**REQUIRED WORK:**
The listing below must be given again in full, exactly.

____ DATASET ENTRIES

PR #115, opened 2015-06-18
Get second level browse page title from content store

tijmenb:
Currently the second level browse page gets its title from the content-api. This creates an unnecessary request because we already have the title from the content store object, and we don't need the
call to content-api for anything else.

### DIFF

________

**RESPONSE TO THIS TASK:**
PR #115, opened 2015-06-18
Get second level browse page title from content store

tijmenb:
Currently the second level browse page gets its title from the content-api. This creates an unnecessary request because we already have the title from the content store object, and we don't need the
call to content-api for anything else.

### DIFF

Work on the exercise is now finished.